- ASSIGNED TASK -
Copy out each line in the listing below where the word "conversion" appears.

- TASK MATERIAL -
PR #1498, opened 2022-02-11
Postgres state store: Fix `Set` with ETag

### LINKED ISSUE #1497: Postgres State Store: `cannot convert to pguint32` error when updating with ETag
## Expected Behavior

I should be able to update a key using ETag.

## Actual Behavior

A conversion error is returned...

```
cannot convert 956 to pguint32
```

where `956` is the ETag value.

Calling `Set` on an existing item with an ETag should reproduce this.

I discovered this by using the Postgres state store as my Actor state store (config below) and invoking CreateReminder. The first call works, but successive calls fail (and block the actor due to retry code in the actor system).

```yaml
apiVersion: dapr.io/v1alpha1
kind: Component
metadata:
  name: statestore
spec:
  type: state.postgresql
  version: v1
  metadata:
  - name: connectionString
    value: host=XXX user=XXX password=XXX dbname=XXX port=5432 sslmode=disable
  - name: actorStateStore
    value: 'true'
```

## Release Note

RELEASE NOTE: **FIX** Setting a value using ETag for the Postgres state store

pkedy:
Postgres state: Convert etag to uint32 instead of int to fix conversion error

# Description

I determined that Posgres (or the client driver used) requires the argument to be passed in as an `uint32` so that it can convert it to a `pguint32`/`XID`. This PR makes a simple parsing/casting tweak to pass the expected type.

## Issue reference

Closes #1497

## Checklist

* [x] Code compiles correctly
* [ ] Created/updated tests


state/postgresql/postgresdbaccess.go
```diff
@@ -131,12 +131,13 @@ func (p *postgresDBAccess) setValue(req *state.SetRequest) error {
 			ON CONFLICT (key) DO UPDATE SET value = $2, isbinary = $3, updatedate = NOW();`,
 			tableName), req.Key, value, isBinary)
 	} else {
-		// Convert req.ETag to integer for postgres compatibility
-		var etag int
-		etag, err = strconv.Atoi(*req.ETag)
+		// Convert req.ETag to uint32 for postgres XID compatibility
+		var etag64 uint64
```
halspang, line 135: You reference uint32 in the comment, but that's a uint64. Does it matter?

halspang (commented):
This seems like something that would get hit a lot if it was breaking the ETag. There is a conformance test for etags and postgres is included in the list of tested stores. Why didn't that test catch this? Can we make it?

state/postgresql/postgresdbaccess.go
pkedy: `uint64` is used because that is what is returned by `strconv.ParseUint` so the `64` suffix was to make that explicit.

pkedy:
I'm going to try updating the conformance test to reproduce this.

pkedy:
This issues stems from the fact that I was embedding Dapr and using a newer version of `github.com/jackc/pgx/v4` (specifically `v4.15.0`). Once I updated the version locally I began to see the error in the conformance test.

```
go test -v -tags=conftests -count=1 ./tests/conformance -run="TestStateConformance/postgresql"
```

```
    state.go:513:
        	Error Trace:	state.go:513
        	Error:      	Expected nil, but got: &errors.errorString{s:"cannot convert 1279 to pguint32"}
        	Test:       	TestStateConformance/postgresql/etag
--- FAIL: TestStateConformance (0.32s)
    --- FAIL: TestStateConformance/postgresql (0.21s)
        --- PASS: TestStateConformance/postgresql/init (0.03s)
        --- PASS: TestStateConformance/postgresql/ping (0.00s)
        --- PASS: TestStateConformance/postgresql/set (0.02s)
        --- PASS: TestStateConformance/postgresql/get (0.01s)
        --- PASS: TestStateConformance/postgresql/query (0.00s)
        --- PASS: TestStateConformance/postgresql/delete (0.01s)
        --- PASS: TestStateConformance/postgresql/bulkset (0.04s)
        --- PASS: TestStateConformance/postgresql/bulkdelete (0.01s)
        --- PASS: TestStateConformance/postgresql/transaction (0.05s)
        --- FAIL: TestStateConformance/postgresql/etag (0.01s)
```

I will update the version of `github.com/jackc/pgx/v4` as well.

halspang (approved):
Thanks for digging into why the conformance tests didn't catch this at first!

berndverst (approved):

PR #1506, opened 2022-02-17
Update Copyright year to 2022

Shoothzj:
@yaron2  Should this be 2022 ?


daixiang0:
I am not sure it is a good choice, changing it each year is grotesque.

Issue #1505, opened 2022-02-17
Azure SQL Server state store changes order of transaction


shubham1172:
Similar to #1209

## Expected Behavior
For the following transaction:
```
upsert key1 value1
delete key1
upsert key2 value2
```
Expectation is that `key1` should be deleted, `key2` should have a value of `value2`.

## Actual Behavior
`key1`:`value1` is present, along with `key2`: `value2`.

## Steps to Reproduce the Problem
Please use the JS snippet from the referenced issue (1209)

## Details
In the transaction snippet for this state store, the delete operations are always executed before upsert operations. This results in failure with message `delete affected only 0 rows, expected 1` whenever the above tx is attempted.

## Release Note

RELEASE NOTE: **FIX** Azure SQL Server state store's transaction API to respect order of operations.

PR #1516, opened 2022-02-21
Fix transaction API for Azure SQL server

shubham1172:

# Description

This PR introduces a logic for only keeping the latest operations per key in a transaction. This is similar to what was proposed in https://github.com/dapr/components-contrib/issues/1209#issuecomment-982731149. For example, say the original transaction is:
```bash
upsert k1 v1  # redundant, gets deleted later
delete k1
delete k2     # redundant, gets set to v2 later
upsert k2 v2
```

Since #1517 was a prerequisite, I have merged the changes with this one. It ignores row mismatch error while using bulk delete in transactions.

## Issue reference

Please reference the issue this PR will close: #1505, #1517

## Checklist

* [X] Code compiles correctly
* (NA) Created/updated tests - will be added as part of #1210

### DIFF
--- a/state/errors.go
+++ b/state/errors.go
@@ -62,3 +62,21 @@ func NewETagError(kind ETagErrorKind, err error) *ETagError {
 		kind: kind,
 	}
 }
+
+// BulkDeleteRowMismatchError represents mismatch in rowcount while deleting rows.
+type BulkDeleteRowMismatchError struct {
+	expected uint64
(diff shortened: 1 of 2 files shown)


shubham1172:
image

yaron2:
This is a needed fix, thanks for the PR.

daixiang0 (approved):

PR #1518, opened 2022-02-21
Fix transaction API for Azure Cosmos DB

shubham1172:

# Description

Similar to #1516, this introduces a logic to fix the ordering in a transaction. For a given key, only the latest operation is executed. The other operations are ignored. (From related PR: ) This is similar to what was proposed in https://github.com/dapr/components-contrib/issues/1209#issuecomment-982731149. For example, say the original transaction is:
```bash
upsert k1 v1  # redundant, gets deleted later
delete k1
delete k2     # redundant, gets set to v2 later
upsert k2 v2
```

## Issue reference

Please reference the issue this PR will close: #1209

## Checklist

* [X] Code compiles correctly
* (NA) Created/updated tests, will be fixed with #1210


shubham1172:
Test from #1496
image

On `master`:
image

state/azure/cosmosdb/cosmosdb.go
```diff
@@ -376,12 +376,23 @@ func (c *StateStore) Multi(request *state.TransactionalStateRequest) error {
...
 
+	keyMap := make(map[string]struct{})
+
 	partitionKey := unknownPartitionKey
 
-	for _, o := range request.Operations {
+	// The order of unique key operations does not matter in an atomic transaction.
+	// Only the latest operation for any unique key is selected for execution.
+	// The other operations are redundant, and hence ignored.
+	for i := len(request.Operations) - 1; i >= 0; i-- {
```
artursouza, line 386: I think we need to create a new version of the stored procedure where it takes a single array of operations at the same order as the input. This was the main reason I decided to track this as an issue vs putting a small fix in.

As @berndverst  mentioned in the call, the new stored procedure version should be under a new name to avoid conflict with older versions.

artursouza (changes requested):

state/azure/cosmosdb/cosmosdb.go
shubham1172: @artursouza, @berndverst, do we need a stored procedure? I understand that we had some custom logic in place earlier, but now it's just a series of operations. Is this not something that can be directly done from the state store code?

shubham1172:
Ran the actors e2e test - **actor_features**, that covers state change scenarios, with changes from this PR.

image

artursouza (approved):

Issue #1521, opened 2022-02-22
MySQL state store changes order of transaction


shubham1172:
Similar to #1209 

## Expected Behavior

For the following transaction:
```
upsert key1 value1
delete key1
upsert key2 value2
```
Expectation is that `key1` should be deleted, `key2` should have a value of `value2`.

## Actual Behavior

Both `key1`:`value1` and `key2`:`value2` are present.

## Steps to Reproduce the Problem
Please use the JS snipped from the reference issue (1209)

## Details
Under the hood, MySQL store attempts all the deletions first, followed by all the upserts. This changes the actual ordering of operations within the transaction, giving wrong results.

## Release Note

RELEASE NOTE: **FIX** MySQL state store's transaction API to respect order of operations.

PR #1523, opened 2022-02-22
Fix ordering in transaction API for MySQL

shubham1172:

# Description

Similar fix to #1516. Only keep the latest operations for each key and ignore the other operations. This ensures that the ordering of the operations is intact.

## Issue reference

Please reference the issue this PR will close: #1521

## Checklist

* [X] Code compiles correctly
* [X] Created/updated tests


state/mysql/mysql.go
```diff
@@ -523,6 +535,34 @@ func (m *MySQL) Multi(request *state.TransactionalStateRequest) error {
 	return nil
 }
 
+// Returns the set requests.
+func (m *MySQL) getSets(req state.TransactionalStateOperation) (state.SetRequest, error) {
```
daixiang0, line 539: Rename as `getSetRequest`

state/mysql/mysql.go
```diff
@@ -523,6 +535,34 @@ func (m *MySQL) Multi(request *state.TransactionalStateRequest) error {
...
+
+	if setReq.Key == "" {
+		return setReq, fmt.Errorf("missing key in upsert operation")
+	}
+
+	return setReq, nil
+}
+
+// Returns the delete requests.
+func (m *MySQL) getDeletes(req state.TransactionalStateOperation) (state.DeleteRequest, error) {
```
daixiang0, line 553: Rename as `getDeleteRequest`

state/mysql/mysql.go
shubham1172: This is the same convention we have been following for other state stores. Should we keep it for the sake of uniformity, or do you think it's better to update? Same is valid for the `getDeletes` comment.

For example https://github.com/dapr/components-contrib/blob/99df8741ea84ffcb973441efa858a26e8a46dda2/state/sqlserver/sqlserver.go#L357

daixiang0: OK.

state/mysql/mysql.go
```diff
@@ -341,7 +341,28 @@ func (m *MySQL) deleteValue(req *state.DeleteRequest) error {
...
+
+	tx, err := m.db.Begin()
+	if err != nil {
+		return err
+	}
+
+	if len(req) > 0 {
+		for _, d := range req {
+			da := d // Fix for goSec G601: Implicit memory aliasing in for loop.
+			err = m.Delete(&da)
```
daixiang0, line 354: Not sure whether we can use &req[i] here.

shubham1172: You mean, instead of `da := d`? Both of them can fix it IMO but I used this pattern for consistency with our codebase.

shubham1172: /cc @daixiang0

artursouza (approved):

- OUTPUT OF THE EXERCISE -
A conversion error is returned...
Postgres state: Convert etag to uint32 instead of int to fix conversion error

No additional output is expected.